• _PROMPT_: Copy out every line of the data that has the word "groupshared" somewhere in it.

• _INFORMATION SUPPLIED_:
= = =

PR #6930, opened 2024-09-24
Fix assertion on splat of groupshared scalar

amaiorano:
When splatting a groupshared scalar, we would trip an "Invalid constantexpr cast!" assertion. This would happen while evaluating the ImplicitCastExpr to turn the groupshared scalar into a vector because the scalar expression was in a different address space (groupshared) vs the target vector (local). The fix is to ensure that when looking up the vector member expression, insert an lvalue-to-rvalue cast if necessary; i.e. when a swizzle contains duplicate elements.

= = =

• _TASK ANSWER_:
Fix assertion on splat of groupshared scalar
When splatting a groupshared scalar, we would trip an "Invalid constantexpr cast!" assertion. This would happen while evaluating the ImplicitCastExpr to turn the groupshared scalar into a vector because the scalar expression was in a different address space (groupshared) vs the target vector (local). The fix is to ensure that when looking up the vector member expression, insert an lvalue-to-rvalue cast if necessary; i.e. when a swizzle contains duplicate elements.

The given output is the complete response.